PAC <- ggplot(mydata, aes(x=Pace), fill=PreferredFoot) +
geom_histogram(position=position_identity(),alpha=1, binwidth=1) +
ggtitle("Pace Rating") +
ylab("Count") +
xlab("Pace Rating") +
theme(axis.title = element_text(size = 8)) +
geom_vline(aes(xintercept=mean(Pace)),
color="red", size=0.5) +
geom_vline(aes(xintercept=median(Pace)),
color="blue", size=0.5)
SHO <- ggplot(mydata, aes(x=Shooting)) +
geom_histogram(position=position_identity(),alpha=1, binwidth=1) +
ggtitle("Shooting Rating") +
ylab("Count") +
xlab("Shooting Rating") +
theme(axis.title = element_text(size = 8)) +
geom_vline(aes(xintercept=mean(Shooting)),
color="red", size=0.5) +
geom_vline(aes(xintercept=median(Shooting)),
color="blue", size=0.5)
PAS <- ggplot(mydata, aes(x=Passing)) +
geom_histogram(position=position_identity(),alpha=1, binwidth=1) +
ggtitle("Passing Rating") +
ylab("Count") +
xlab("Passing Rating") +
theme(axis.title = element_text(size = 8)) +
geom_vline(aes(xintercept=mean(Passing)),
color="red", size=0.5) +
geom_vline(aes(xintercept=median(Passing)),
color="blue", size=0.5)
DRI <- ggplot(mydata, aes(x=Dribbling)) +
geom_histogram(position=position_identity(),alpha=1, binwidth=1) +
ggtitle("Dribbling Rating") +
ylab("Count") +
xlab("Dribbling Rating") +
theme(axis.title = element_text(size = 8)) +
geom_vline(aes(xintercept=mean(Dribbling)),
color="red", size=0.5) +
geom_vline(aes(xintercept=median(Dribbling)),
color="blue", size=0.5)
DEF <- ggplot(mydata, aes(x=Defending)) +
geom_histogram(position=position_identity(),alpha=1, binwidth=1) +
ggtitle("Defending Rating") +
ylab("Count") +
xlab("Defending Rating") +
theme(axis.title = element_text(size = 8)) +
geom_vline(aes(xintercept=mean(Defending)),
color="red", size=0.5) +
geom_vline(aes(xintercept=median(Defending)),
color="blue", size=0.5)
PHY <- ggplot(mydata, aes(x=Physic)) +
geom_histogram(position=position_identity(),alpha=1, binwidth=1) +
ggtitle("Physic Rating") +
ylab("Count") +
xlab("Physic Rating") +
theme(axis.title = element_text(size = 8)) +
geom_vline(aes(xintercept=mean(Physic)),
color="red", size=0.5) +
geom_vline(aes(xintercept=median(Physic)),
color="blue", size=0.5)
ggarrange(PAC, SHO, PAS, DRI, DEF, PHY,
ncol = 3, nrow = 2)
Histogram Pace Rating: There is no normal distribution.

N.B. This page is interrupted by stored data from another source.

PR #4223, opened 2025-12-10
feat: enhance proxy and neonAuthMiddleware docs

andrelandgraf:


content/docs/auth/quick-start/nextjs.md
```diff
@@ -95,19 +95,19 @@ The `neonAuthMiddleware()` ensures that user is authenticated before the request
...
   // Redirects unauthenticated users to sign-in page
-  loginUrl: "/auth/sign-in"
-})
+  loginUrl: "/auth/sign-in",
+});
 
 export const config = {
   matcher: [
-    // Run the middleware for all paths, except the static resources
-    "/((?!_next/static|_next/image|favicon.ico).*)",
```
andrelandgraf, line 108: Doesn't include `/public` folder assets etc. which is annoying - e.g., images and other public assets fail to load with this setup.

content/docs/auth/quick-start/nextjs.md
```diff
@@ -195,8 +195,8 @@ const geistMono = Geist_Mono({
 });
 
 export const metadata: Metadata = {
-  title: 'My Neon App', // [!code ++]
-  description: 'A Next.js application with Neon Auth', // [!code ++]
```
andrelandgraf, line 199: Not relevant to highlight

content/docs/auth/quick-start/nextjs.md
```diff
@@ -95,19 +95,19 @@ The `neonAuthMiddleware()` ensures that user is authenticated before the request
...
+});
 
 export const config = {
   matcher: [
-    // Run the middleware for all paths, except the static resources
-    "/((?!_next/static|_next/image|favicon.ico).*)",
-  ]
-}
+    // Protected routes requiring authentication
+    "/account/:path*",
```
Shridhad, line 108: What is general practice with these matcher - Do users prefer to configure allow list or disallow list? 

I feel its more secure and safe to protect every route/resource and only explicitly configure exclude routes/resources that are public.

andrelandgraf: Both isn't great imo! Ideally, you should enforce auth rules on every page individually, co-located with the page code. `proxy.ts` is too easy to forget. Either you forget to allowlist something and then resources aren't loading/available or you forget to denylist something and you have an insecure page. 

I would recommend: disallow list in `proxy.ts` and additionally explicit authorization checks on every RSC page and API endpoint for fine-grained checks. 

`proxy.ts` as a quick (almost optional) cookie expiration check and then in the RSC when loading the required page data, do one more check to see if the user has access to the resources. For this, I would likely always fetch the user from the DB (full auth check) again.

andrelandgraf: But for this minimal guide, I'd go with denylist to avoid frustration when `public/` assets aren't loading etc.

Shridhad: > Both isn't great imo! Ideally, you should enforce auth rules on every page individually, co-located with the page code.
> I would recommend: disallow list in proxy.ts and additionally explicit authorization checks on every RSC page and API endpoint for fine-grained checks.

I agree. the denylist does make sense to avoid the frustration. @bgrenon  Lets put this recommendation in docs as well

> proxy.ts as a quick (almost optional) cookie expiration check and then in the RSC when loading the required page data, do one more check to see if the user has access to the resources. For this, I would likely always fetch the user from the DB (full auth check) again.

Once we implement session data (not just token) in the cookies that nextjs package can encrypt/decrypt, we can utilize React's `cache` to resolve the session data to retrieve - session details, user data, user roles, etc. To some extend we can even include user's organization details here. For everything else, it makes sense to make upstream API call like update from RSC, user/account settings, etc

danieltprice (approved):

PR #4286, opened 2025-12-25
feat: add filename to code block in docs

vannyle:
## Description

- Updated MDX code blocks to support displaying a filename via fenced code meta (`filename="..."`).
image

### Changes

- Fixed Shiki line highlighting to recognize `{...}` ranges anywhere in the code fence meta (not only as the first token).
- Quoted values work and unquoted work (`filename="..."` and `filename=...`).
- Removed `CodeWithLabel` from the MDX component map and converted all docs that used `<CodeWithLabel>` to use `filename="..."` on fenced code blocks.
- Deleted the now-unused `CodeWithLabel` component files.

### Checklist

- [x] Pixel Perfect


bgrenon (approved):
Much improved - thank you!

PR #4314, opened 2026-01-06
[chore]: update docs for SolidStart

atilafassina:
- [x] Update to use SolidStart logo instead of SolidJS
- [x] use `query()` function to deduplicate queries on code snippets
- [x] use `json()` helper to format Response
- [x] use `process.env` instead of `import.meta.env` during server runtime
- [x] replace `load()` with `preload()`


philip:
@atilafassina Do you mind updating the [associated AI prompt](https://github.com/neondatabase/website/blob/main/public/prompts/solidstart-prompt.md) as well? I can later after this PR is approved/merged, but mentioning here as a reminder.

PR #4355, opened 2026-01-15
Fix result value in EXTRACT() function example

AhmedYasinKUL:
Corrected the result of the example using the EXTRACT() function.

There should be 6 decades, not 60.


philip:
Thanks for fixing this @AhmedYasinKUL

PR #4360, opened 2026-01-19
Remove compute status image from documentation

danieltprice:
Removed the compute status image from the scale to zero guide.


philip:
I added an updated version :)

PR #4392, opened 2026-01-26
Andy/remove algolia

ruf-io:


src/components/shared/blog-search/blog-search.jsx
```diff
@@ -0,0 +1,89 @@
...
+        if (value) {
+          params.set('query', value);
+        } else {
+          params.delete('query');
+        }
+        const queryString = params.toString();
+        router.replace(`${pathname}${queryString ? `?${queryString}` : ''}`, { scroll: false });
+      }, 100),
+    [pathname, router, searchParams]
+  );
```
vburlak, line 51: 1. The `debouncedUpdateURL` memo includes `searchParams` in its dependency array. `searchParams` from `useSearchParams()` returns a new object reference on every render, even if the values are unchanged. This causes the debounced function to be recreated on every render, resetting the debounce timer and breaking debouncing.

**Impact:**

- Debouncing doesn't work; URL updates happen immediately on each keystroke
- Performance impact from constant function recreation
- Unnecessary router calls

2. As well, we need to use a `router.push` instead of `router.replace` for proper browser back/forward navigation:

**Complete suggestion:**

```suggestion
  const debouncedUpdateURL = useMemo(
    () =>
      debounce((value) => {
        const params = new URLSearchParams(window.location.search);
        if (value) {
          params.set('query', value);
        } else {
          params.delete('query');
        }
        const queryString = params.toString();
        const newUrl = `${pathname}${queryString ? `?${queryString}` : ''}`;
        router.push(newUrl, { scroll: false });
      }, 100),
    [pathname, router]
  );
```

src/components/shared/blog-search/search-input.jsx
```diff
@@ -0,0 +1,54 @@
...
+  }, []);
+
+  return (
+    <div className={clsx('absolute right-0 top-1 md:w-full', className)}>
+      <div className="ais-SearchBox">
+        <input
+          ref={inputRef}
+          className={clsx('ais-SearchBox-input', asPlaceholder && 'pointer-events-none')}
+          disabled={asPlaceholder}
+          placeholder="Search..."
```
vburlak, line 38: The search input lacks an `aria-label` or `aria-labelledby`

```suggestion
          placeholder="Search..."
          aria-label="Search blog posts"
```

src/components/shared/blog-search/search-results.jsx
```diff
@@ -0,0 +1,45 @@
...
+  // Show "no results" message
+  if (posts.length === 0) {
+    return <div className="w-full text-center text-lg">No search results found</div>;
+  }
+
+  // Show filtered results
+  return (
+    <div className={clsx('search-results', className)}>
+      {posts.map((post, index) => (
+        <BlogGridItem key={post.slug} post={post} isPriority={index < 5} />
```
vburlak: When search results change, screen readers aren't notified. Dynamic content updates should use an `aria-live` region to announce changes to assistive technologies

Nice to have an `aria-live` region that announces result counts for screen readers:

```suggestion
        <>
          <div role="status" aria-live="polite" className="sr-only">
            {posts.length} results found
          </div>
          <BlogGridItem key={post.slug} post={post} isPriority={index < 5} />
        </>
```

src/components/shared/blog-search/blog-search.jsx
```diff
@@ -0,0 +1,89 @@
...
+
```
vburlak, line 55: The debounced function isn't cancelled on unmount, which can cause memory leaks and state updates after the component unmounts.

Let's add cleanup:

```suggestion
useEffect(() => {
  return () => {
    debouncedUpdateURL.cancel?.();
  };
}, [debouncedUpdateURL]);

```

src/components/shared/blog-search/blog-search.jsx
```diff
@@ -0,0 +1,89 @@
...
+import debounce from 'utils/debounce';
+
+import SearchInput from './search-input';
+import SearchResults from './search-results';
+
+const BlogSearch = ({ children, posts, searchInputClassName }) => {
+  const router = useRouter();
+  const pathname = usePathname();
+  const searchParams = useSearchParams();
+  const [query, setQuery] = useState(searchParams.get('query') || '');
```
vburlak: The `query` state is initialized from `searchParams.get('query')` but never updates when the URL changes externally (browser back/forward or external navigation). The input shows stale state.



```suggestion
  const urlQuery = searchParams.get('query') || '';
  const [query, setQuery] = useState(urlQuery);
  
  useEffect(() => {
    setQuery(urlQuery);
  }, [urlQuery]);
```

Histogram Shooting Rating: There is no normal distribution, negatively skewed.
Histogram Passing Rating: There are signs of normal distribution, slightly negatively skewed.
Histogram Dribbling Rating: There is no normal distribution, negatively skewed.

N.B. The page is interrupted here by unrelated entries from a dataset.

PR #4399, opened 2026-01-27
docs: migrate AI Rules to Agent Skills

philip:
Transition documentation from ai-rules (.mdc) to agent-skills format. Updates navigation, internal links, and related pages.

Note: This PR is not ready to merge but is okay to review. Thinking of alternatives to our ExternalCode usage here as it can be overwhelming. One idea is to have copy/view skill options rather than insert the entire skill into the doc.

Post-MVP enhancements include integrating skills with our custom prompts, include skill references in llms.txt, and investigate adding an llms-full.txt.


content/docs/ai/agent-skills-neon-api.md
```diff
@@ -0,0 +1,32 @@
...
+title: 'Agent Skills: Neon API'
+subtitle: Context and guidance for AI tools to use the Neon API
+enableTableOfContents: true
+updatedOn: '2026-01-27T00:00:00.000Z'
+redirectFrom:
+  - /docs/ai/ai-rules-neon-api
+---
+
+<Admonition type="note" title="Agent Skills">
+Agent Skills are new and actively being improved. We'd love your feedback! Join us on [Discord](https://discord.gg/92vNTzKDGp) to share suggestions.
```
andrelandgraf, line 11: You could add that we have an agent experience channel for this!

content/docs/ai/agent-skills-neon-api.md
```diff
@@ -0,0 +1,32 @@
+---
```
andrelandgraf, line 1: If I understand this correctly, these ai/agent-skills-* files would be indexes for a given topic from which the agent can then go deeper by following the references listed here?

content/docs/ai/agent-skills.md
```diff
@@ -0,0 +1,55 @@
...
+
+### Example: Agent Skills in action
+
+Here's a practical example using [Cursor](https://www.cursor.so). A developer wants to set up Neon Auth in their Next.js app:
+
+**Developer prompt**: _"Set up Neon Auth for my Next.js app"_
+
+The AI assistant automatically uses the installed Neon skill to provide accurate, up-to-date guidance for authentication setup, including proper imports, configuration, and best practices.
+
+### Alternative: Browse individual references
```
andrelandgraf, line 53: I would cut this section - not sure why this would be needed :)

content/docs/shared-content/ai-skill-usage.md
```diff
@@ -0,0 +1,28 @@
...
+
+This works with:
+
+- **Cursor** - Skills are auto-discovered and invokable via slash commands
+- **Claude Code** - Skills load automatically when relevant
+- **Other agents** - Any tool supporting the Agent Skills format
+
+Once installed, your AI assistant can access {name} guidance automatically without manual configuration.
+
+### Alternatives
```
andrelandgraf, line 21: Same here - I don't think I understand the workflow one would use when following this section?

content/docs/ai/agent-skills-neon-api.md
philip: Yes, although this is a good question. Honestly, it's repurposing the existing rules pages (rename->update) so is limited in nature (only 6) for this initial conversion.

Upon reimagining, let's discuss soon about how agent skills can integrate more closely (and become) the documentation.

PR #4455, opened 2026-02-10
chore: fix typo

this-fifo:
correct `Noen` with `Neon`


philip:
Ha, thanks for the fix @this-fifo :)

Histogram Defending Rating: There is no normal distribution, bimodal distribution.
Histogram Physic Rating: There are signs of normal distribution, slightly negatively skewed.

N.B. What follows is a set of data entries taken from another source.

PR #4513, opened 2026-02-19
docs: add neon auth organization plugin configuration docs

philip:
[preview](https://neon-next-git-neon-auth-org-plugin-neondatabase.vercel.app/docs/auth/guides/plugins/organization)


content/docs/auth/guides/plugins/organization.md
```diff
@@ -11,19 +11,122 @@ updatedOn: '2026-02-15T20:51:54.039Z'
 
 <FeatureBetaProps feature_name="Neon Auth with Better Auth" />
 
-Neon Auth is built on [Better Auth](https://www.better-auth.com/) and provides support for Organization plugin APIs through the Neon SDK. You do not need to manually install or configure the Better Auth Organization plugin.
-
-The Organization plugin allows you to build multi-tenant applications where users can create workspaces, invite other members, and manage permissions using roles.
+Neon Auth is built on [Better Auth](https://www.better-auth.com/). The Organization plugin is the way to add multi-tenancy in Better Auth. You do not need to manually install or configure the Better Auth Organization plugin.
```
Shridhad: what do you think of 

Neon Auth is built on [Better Auth](https://www.better-auth.com/) and comes with pre-configured organization plugin, so your application can support multi-tenancy from day one; no additional setup needed.

content/docs/auth/guides/plugins/organization.md
```diff
@@ -11,19 +11,122 @@ updatedOn: '2026-02-15T20:51:54.039Z'
...
 
 <Admonition type="note" title="Preview Feature">
-The Organization plugin is currently in **Beta**. Support for invitation emails and JWT token claims is currently in progress.
+The Organization plugin is currently in **Beta**. Sending invitation emails and supporting JWT token claims are currently in progress.
```
Shridhad: I would say 

`Support for invitation emails and JWT token claims is in under development.` 

OR 

`Support for invitation emails and JWT token claims will be added soon.`

content/docs/auth/guides/plugins/organization.md
```diff
@@ -11,19 +11,122 @@ updatedOn: '2026-02-15T20:51:54.039Z'
...
+Better Auth also has a **Teams** feature (sub-groups within an org); that feature is not currently enabled in Neon Auth.
+
 ## Prerequisites
 
 - A Neon project with **Auth enabled**
 - A signed-in user (organizations are associated with users)
 
+## Configure the organization plugin
+
+The Organization plugin is on by default for each branch; you can turn it off or change settings in the Console or via the API. If the plugin is disabled for a branch, your app users cannot call organization APIs (create org, invite members, and so on).
```
Shridhad: `is on by default` => `is enabled by default`

`you can turn it off` => `you can disabled it`


> If the plugin is disabled for a branch, your app users cannot call organization APIs (create org, invite members, and so on).

If the plugin is disabled, your application users and admins can not create or manage organizations, and any organization related API calls will return error

content/docs/auth/guides/plugins/organization.md
```diff
@@ -11,19 +11,122 @@ updatedOn: '2026-02-15T20:51:54.039Z'
...
+<TabItem>
+
+Open your project in the Neon Console, then go to **Auth** > **Configuration** > **Organizations** (per branch). From there you can customize:
+
+![Auth Configuration > Organizations in the Neon Console](/docs/auth/console-auth-organizations-config.png)
+
+- **Enable Organizations** (toggle): Turn the plugin on or off for the branch.
+- **Limit:** Maximum number of organizations a user can create or belong to (e.g., 1 per user).
+- **Creator role:** Role assigned to the user who creates an organization: **Owner** or **Admin**. Choose Admin if you want the org creator to have fewer privileges than Owner (for example, they cannot delete the org or change the owner).
+- **Allow user to create organization:** When on, any user can create organizations (up to the limit). When off, only users who already have Owner or Admin (the role you set in **Creator role** above) can create organizations.
```
Shridhad: > When off, only users who already have Owner or Admin (the role you set in **Creator role** above) can create organizations.

This is not right. 


Andras, can you confirm who can actually create organization when `allowUserToCreateOrganization=false`?   Maybe admin users (`user.role=admin` ) can do.  (`admin` users in the application, not in any org)

If it behaves same as `organization.enabled=false`, maybe we can remove customizing this field.

content/docs/auth/guides/plugins.md
```diff
@@ -28,7 +28,7 @@ The following Better Auth plugins are currently supported in Neon Auth:
 | [Admin](/docs/auth/guides/plugins/admin)               | ✅ Supported                                                 |
 | [Email OTP](/docs/auth/guides/plugins/email-otp)       | ✅ Supported                                                 |
 | [JWT](/docs/auth/guides/plugins/jwt)                   | ✅ Supported                                                 |
-| [Organization](/docs/auth/guides/plugins/organization) | ⚠️ Partial (invitation emails, JWT token claims in progress) |
+| [Organization](/docs/auth/guides/plugins/organization) | ⚠️ Partial (enable/configure per branch; sending invitation emails, JWT token claims in progress) |
```
Shridhad: I guess we can remove the "per branch" from here. not to cause any confusion.

content/docs/auth/guides/plugins/organization.md
philip: Thank you!

Looking at Better Auth closer [crud-org.ts#L126](https://github.com/better-auth/better-auth/blob/canary/packages/better-auth/src/plugins/organization/routes/crud-org.ts#L126), `allowUserToCreateOrganization = false` blocks all session-based (client-side) creation, no role check is involved. Sessionless server-side calls (passing userId directly in the body without a session) still works.

Updated the doc to: "When off, users cannot create organizations from the client. Server-side creation is still possible."

Sound good?

thekauer: Alright so I've looked into this. Basically when that switch is turned off the only way to create orgs is if you create them on the server side by directly inserting a new org into the db. There is no way to do this using better-auth/neon-auth you have to write that code yourself.

Also the way `Limit` works in better-auth and therefore in neon as well is a little bit weird. Here is an example. If limit is set to `2` and i create an org. Then I also accept an invite to join an org. Now I can see two orgs however only one is mine. One would expect that I can still create another org but the reality is that the limit is actually based on how many orgs I am a member of. So even thought I only created one org I cannot create a new org in this situation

ggplot(mydata, aes(y= WeakFoot, fill=PreferredFoot)) +
geom_boxplot(position=position_dodge(1)) +
ggtitle("Weak Foot Skill") +
ylab("Assessed Weak Foot Skill") +
ylim(0,5) +
theme(axis.text.x=element_blank(),
axis.ticks.x=element_blank())
Boxplot chart above graphically represents weak foot skill rating for players who prefer left (red) and right (blue) foot.
Boxplot displays the five-number summary of a set of data. The five-number summary is the minimum, first quartile, median, third quartile, and maximum. In a box plot, we draw a box from the first quartile to the third quartile. Horizontal bolded line represents medain value, vertical line represents range (from min to max). It is clear that players who prefer right foot have better weak foot skill rating.
scatterplotMatrix( ~ Value + Potential + Overall, data=mydata,
smooth=FALSE)
The scatter matrix above represents the relationship between players’ potential and overall rating and their market value.
It is clear that both performance indicators; potential and overall rating are proportional to the player’s market value. The correlation between value and potential is greater than between overall rating and player value.